Janice Phelps Williams said...

Wendy, thank you for your comment. You're absolutely correct: long-term thinking is key. Building a career, not just selling a book. Building connections with customers... this is how any business venture succeeds. If a person takes their artistic expression and wants it to be profitable, then they have to think commercially as well; careful editing is similar to making certain top-quality ingredients are used by the chef in a restaurant, or the best materials are used to build furniture. It's quality versus quantity, but in our society we tend to think "More! Faster!" and then are surprised when that doesn't wield the money we were actually after.

Karen: You are so right about the ART of writing. Writers who know nothing about editorial terms or the structure of a book... Writers who do not READ... I'm sure you've seen it all, as have I. Their hearts are in the right place, but they think it is easy because everyone in their family has said "You should write a book!" Having a story and writing a book are two different things. Hence the need for editors and ghostwriters! On the other hand, I have worked with many clients who do get it. Who take a few years to work on their craft, or who study hundreds of juvenile books before attempting to write one, or who use focus groups, or attend writers workshops... I worked with one writer who could tell a very good story, but during the process of producing her book, it became clear that she could not spell.

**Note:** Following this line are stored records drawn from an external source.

Issue #265, opened 2016-02-04
Generator function yield* incorrectly unwraps and rewraps iterator results instead of passing them through


ianwjhalliday:
When `yield*` iterates over an iterable, it is supposed to pass the iterator result object on to the caller of the generator as it is, when its done property is falsy.  Looks like we are currently unwrapping the iterator result from the iterable, taking its value, and rewrapping it in a new iterator result object, that happens to have a `done: false` property added to it.

This was discovered via test262, we fail [`test/language/expressions/yield/star-iterable.js`](https://github.com/tc39/test262/blob/master/test/language/expressions/yield/star-iterable.js)

The spec states this at step 5.a.iv of _YieldExpression_: __yield *__ _AssignmentExpression_ Runtime Semantics here https://tc39.github.io/ecma262/#sec-generator-function-definitions-runtime-semantics-evaluation

Issue ported from VSO bug [5116152](https://microsoft.visualstudio.com/DefaultCollection/OS/_workitems?_a=edit&id=5116152)

ianwjhalliday:
@nicolo-ribaudo does your PR #597 fix this bug?

nicolo-ribaudo:
No, it doesn't

ianwjhalliday:
Kk.  Does it look like this will invalidate or require change to your fix for the other bugs or are does this look orthogonal to you?  I'm wondering if this bug should be incorporated or if it can be handled separately.

nicolo-ribaudo:
There might be a little merge conflict inside the `EmitYieldStar` function, but this issue is unrelated to the other one.

nicolo-ribaudo:
@ianwjhalliday I can work on this issue today/tomorrow.

ianwjhalliday:
@nicolo-ribaudo awesome! Go for it! Thanks for helping with ask these bugs. Greatly appreciated

PR #615, opened 2016-03-21
yield* shouldn't unwrap and rewrap iterator results

nicolo-ribaudo:
Commit message:
> This commit makes the bytecode generated by the EmitYield function return the IteratorResult object (instead of its `value` property) to the JavascriptGenerator::CallGenerator function.

> Fix gh-265

### DIFF
--- a/lib/Runtime/Library/JavascriptGenerator.cpp
+++ b/lib/Runtime/Library/JavascriptGenerator.cpp
@@ -67,25 +67,20 @@ namespace Js
             }
         }
 
-        if (this->IsCompleted())
-        {
-            result = library->CreateIteratorResultObject(result, library->GetTrue());
-        }
-        else
+        if (!this->IsCompleted())
         {
             int nextOffset = this->frame->GetReader()->GetCurrentOffset();
             int endOffset = this->frame->GetFunctionBody()->GetByteCode()->GetLength();
 
             if (nextOffset != endOffset - 1)
             {
-                result = library->CreateIteratorResultObjectValueFalse(result);
-            }
-            else
-            {
-                result = library->CreateIteratorResultObject(result, library->GetTrue());
-                this->SetState(GeneratorState::Completed);
+                // Yielded values are already wrapped in an IteratorResult object, so we don't need to wrap them.
+                return result;
             }
         }
+
+        result = library->CreateIteratorResultObject(result, library->GetTrue());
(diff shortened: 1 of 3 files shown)


nicolo-ribaudo:
This pr introduces an inconsistency between the `yield`'s and `return`'s behavior (the first one passes an IteratorResult to the `CallGenerator` function, the letter just its value). If you prefer to not have this inconsistency, I can close this pr and add a commit to #597 (otherwise, there will be some conflicts between these prs)

test/es6/generators-functionality.js
```diff
@@ -1378,7 +1378,7 @@ var tests = [
             var iteratorReturningWithoutValue = CreateIterable(() => { return {done: false}; }, () => { return {done: true}; }, () => { return {done: true}; });
             gf = function* () { yield* iteratorReturningWithoutValue; }
             g = gf();
-            assert.areEqual({value: undefined, done: false}, g.next(), "As the value property is missing undefined is returned");
+            g.next();
```
ianwjhalliday: Why did this change?

lib/Runtime/Library/JavascriptGenerator.cpp
```diff
@@ -67,26 +67,21 @@ namespace Js
...
-                result = library->CreateIteratorResultObject(result, library->GetTrue());
-                this->SetState(GeneratorState::Completed);
+                // Yielded values are already wrapped in an IteratorResult object, so we don't need to wrap them.
+                return result;
             }
         }
 
+        result = library->CreateIteratorResultObject(result, library->GetTrue());
+        this->SetState(GeneratorState::Completed);
+
```
ianwjhalliday: Love how this is simpler now

test/es6/generators-functionality.js
nicolo-ribaudo: Because it tested the wrong behavior fixed by this pr. I removed the assertion because the correct behavior is tested by the test I added.

ianwjhalliday: Right.  Because `g.next()` returns the `{done: false}` from the first arrow function passed to `CreateIterable`, correct?

ianwjhalliday:
Running tests on this one now.  I will merge it before #597 if it runs clean.

ianwjhalliday:
Thanks again @nicolo-ribaudo

PR #616, opened 2016-03-21
Rename JsParseScriptWithFlags to JsParseScriptWithAttributes

agarwal-sandeep:
The API name and the mask passed to API is inconsistent in naming
mask is called JsParseScriptAttributes and API have WithFlags.
Change it to match the mask name.

### DIFF
--- a/lib/Jsrt/ChakraCommon.h
+++ b/lib/Jsrt/ChakraCommon.h
@@ -379,7 +379,7 @@
     } JsMemoryEventType;
 
     /// <summary>
-    ///     Attribute mask for JsParseScriptWithFlags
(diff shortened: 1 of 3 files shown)


agarwal-sandeep:
@Yongqu @liminzhu please take a look

Yongqu:
Code looks good; don't know the potential impact for API change at this time.

agarwal-sandeep:
This have not made into any official release of ChakraCore as well as Windows yet. I think it should be ok to change it at this point.

liminzhu:
LGTM. I'm okay with the name change given there is no use case for this API yet without debugging APIs in master and it's not part of any release. Need to be careful in the future though.

PR #620, opened 2016-03-21
Fix bug with recursive inlining

rajatd:
We do recursive inlining only when all the callsites in the function are recursive. But, the checks weren't taking into account the presence of getters and setters which are not exposed as "call" sites. This leads to data about a getter/setter present in the inliner but not in the inlinee version of the recursive function. This causes us to assert when we try to get data for the getter/setter when trying to inline it in the inlinee.

---
This change is [Reviewable](https://reviewable.io/reviews/microsoft/chakracore/620)

### DIFF
--- a/lib/Backend/NativeCodeGenerator.cpp
+++ b/lib/Backend/NativeCodeGenerator.cpp
@@ -2289,7 +2289,7 @@ NativeCodeGenerator::GatherCodeGenData(
                     // Share the jitTime data if i) it is a recursive call, ii) jitTimeData is not from a polymorphic chain, and iii) all the call sites are recursive
                     if (functionBody == inlineeFunctionBody   // recursive call
                         && jitTimeData->GetNext() == nullptr        // not from a polymorphic  call site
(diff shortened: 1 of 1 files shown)


rajatd:
@abchatra could you review this, please?

lib/Backend/NativeCodeGenerator.cpp
```diff
@@ -2422,34 +2422,30 @@ NativeCodeGenerator::GatherCodeGenData(
...
-
+                if (inlineeRuntimeData->GetFunctionBody() != inlineeFunctionBody)
+                {
+                    //There are obscure cases where profileData has not yet seen the polymorphic LdFld but the inlineCache has the newer object from which getter is invoked.
+                    //In this case we don't want to inline that getter. Polymorphic bit will be set later correctly.
+                    //See WinBlue 54540
+                    continue;
+                }
 
-                    if (!isJitTimeDataComputed)
```
abchatra: Why is this removed?

rajatd: Because this bool will always be false for non-recursive inlining and I disabled recursive inlining for functions having accessor calls.

abchatra:
:+1:

PR #622, opened 2016-03-22
[OS5427497] Parser mistakes 'new.target' as in global function under -forceundodefer

suwc:
Global function is not allowed to have 'new.target' expression. Detection of being in the global function
depends on m_currentNodeNonLamdaFunc being nullptr for the global function and pointing to an actual
function pnode otherwise. During undo of deferred parsing, however, m_currentNodeNonLambdaFunc is not
properly set to a function pnode, causing parser to mistake 'new.target' as if it is in the global function.
Fix by assigning m_currentNodeNonLambdaFunc to pnodeFnc.

### DIFF
--- a/lib/Parser/Parse.cpp
+++ b/lib/Parser/Parse.cpp
@@ -10473,7 +10473,13 @@ void Parser::FinishDeferredFunction(ParseNodePtr pnodeScopeList)
             pnodeFnc->sxFnc.pnodeVars = nullptr;
             m_ppnodeVar = &pnodeFnc->sxFnc.pnodeVars;
 
+            Assert(m_currentNodeNonLambdaFunc == nullptr);
+            m_currentNodeNonLambdaFunc = pnodeFnc;
+
             this->FinishFncNode(pnodeFnc);
+
+            Assert(pnodeFnc == m_currentNodeNonLambdaFunc);
+            m_currentNodeNonLambdaFunc = nullptr;
 
             m_ppnodeExprScope = ppnodeExprScopeSave;
 
--- a/test/es6/rlexe.xml
+++ b/test/es6/rlexe.xml
@@ -1059,6 +1059,13 @@
       <tags>BugFix</tags>
     </default>
 </test>
+<test>
+    <default>
+      <files>ES6NewTarget_bugfixes.js</files>
+      <compile-flags>-ES6Classes -forceundodefer -args summary -endargs</compile-flags>
+      <tags>BugFix</tags>
+    </default>
+</test>
 
 <test>
     <default>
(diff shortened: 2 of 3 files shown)


suwc:
@akroshg @boingoing @abchatra could you take a look pls?

test/es6/rlexe.xml
```diff
@@ -1059,6 +1059,13 @@
       <tags>BugFix</tags>
     </default>
 </test>
+<test>
+    <default>
+      <files>ES6NewTarget_bugfixes.js</files>
+      <compile-flags>-ES6Classes -forceundodefer -args summary -endargs</compile-flags>
```
akroshg: forceundodefer works for top level global function - so the test you have implemented in es6newtarget_bugfixes.js is not exercising the scenario.

lib/Parser/Parse.cpp
```diff
@@ -10473,8 +10473,16 @@ void Parser::FinishDeferredFunction(ParseNodePtr pnodeScopeList)
             pnodeFnc->sxFnc.pnodeVars = nullptr;
             m_ppnodeVar = &pnodeFnc->sxFnc.pnodeVars;
 
+            ParseNodePtr pnodeFncSaveNonLambda = nullptr;
+
+            pnodeFncSaveNonLambda = m_currentNodeNonLambdaFunc;
```
akroshg: m0currentNodeNonLamdaFunc should be null here - should you put the null assert here?

akroshg: combine both 10476 and 10478 together.

akroshg: On a side note : we don't need to have `GetCurrentNonLamdaFunctionNode `at all. You can always determine that the current function (`funcInfo`) is global or not. We should get rid of this function and underlying variables.

suwc: @akroshg funcInfo at that point is not available (null).

test/es6/rlexe.xml
suwc: The function that has `new.target` is defined in the global function (`tests[2]["body"]`).
Without the change in `parse.cpp`, this test fails with `-forceundodefer`

lib/Parser/Parse.cpp
akroshg: `GetCurrentFunctionNode`() should not be null. In any case there are better ways to check if the current function you are parsing is the global function.

test/es6/rlexe.xml
akroshg: ah - good to know. I thought entire test is wrapped with anonymous function.

suwc:
@akroshg updated in latest rev.

lib/Parser/Parse.cpp
suwc: `GetCurrentFunctionNode()` returns the lambda function node while inside a lambda. This is probably why `GetCurrentNonLambdaFunctionNode()` was created in the first place.

akroshg:
Looks good to me.

tcare:
@dotnet-bot test this please

PR #917, opened 2016-05-03
Disable stack nested functions for split scope

aneeshdk:
When we have non-escaping functions in both param and body scope we are
trying to create stack nested functions for them. The problem is we try to
reuse the local frame display. In case of split scope we cannot do that as
both functions should get different frame displays. This changelist
disables stack nested functions inside split scoped functions.

### DIFF
--- a/lib/Runtime/ByteCode/ByteCodeGenerator.cpp
+++ b/lib/Runtime/ByteCode/ByteCodeGenerator.cpp
@@ -1819,6 +1819,17 @@ bool ByteCodeGenerator::CanStackNestedFunc(FuncInfo * funcInfo, bool trace)
         return false;
     }
 
+    if (funcInfo->paramScope && !funcInfo->paramScope->GetCanMergeWithBodyScope())
+    {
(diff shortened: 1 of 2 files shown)


aneeshdk:
@pleath @abchatra @akroshg @tcare Can you please take a look?

akroshg:
LGTM

lib/Runtime/ByteCode/ByteCodeGenerator.cpp
```diff
@@ -1829,6 +1829,11 @@ bool ByteCodeGenerator::CanStackNestedFunc(FuncInfo * funcInfo, bool trace)
             funcInfo->byteCodeFunction->GetDebugNumberSet(debugStringBuffer));
     }
 
+    if (funcInfo->paramScope && !funcInfo->paramScope->GetCanMergeWithBodyScope())
```
abchatra: Please add tracking using trace

abchatra:
:+1:

PR #919, opened 2016-05-04
Memset: Native arrays typecheck and missing item check

Cellule:
Memset with native float arrays needs to check the type of the source because we can do `nativearray[i] = var` and bailout after the fact if the source was not a float (ie: changes the type of array). 

Since memset will not change the type of the array, it needs to check before hand that the source is actually a float or int and bailout if not.

Additionally, I added a check for `IsMissingItem` for native int and float arrays.

---
This change is [Reviewable](https://reviewable.io/reviews/microsoft/chakracore/919)

### DIFF
--- a/lib/Runtime/Language/JavascriptOperators.cpp
+++ b/lib/Runtime/Language/JavascriptOperators.cpp
@@ -4685,7 +4685,13 @@ CommonNumber:
                 }
                 else if (instanceType == TypeIds_NativeIntArray)
                 {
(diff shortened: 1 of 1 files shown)


Cellule:
@LouisLaf can you review this please ?

Cellule:

rajatd:
:+1:

MikeHolman:
lgtm

PR #920, opened 2016-05-04
xplat: wmemset should return a value

jianchun:
wmemset implementation was missing return value. Trivial fix.


obastemur:
:+1:

jianchun:
@obastemur Thanks!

At all. There was probably a reason, but this was a person who would always need a careful proofreader by her side. We worked through this, lots of editing was done, the book was very good and received good reviews. Her future as an author looked promising. Then she released a book on her own that obviously had not been edited. I bought it, started reading, and just wanted to cry. With every few pages I saw that she had not hired an editor and I realized (and confirmed this with a former NYC agent whom I asked about this) that she might as well have thrown litter in the path of her promising future. It would have been better to have brought out no second book at all, than this unedited effort. Sad to say, I have seen this happen more than once. There are many editors and lots of work to go around.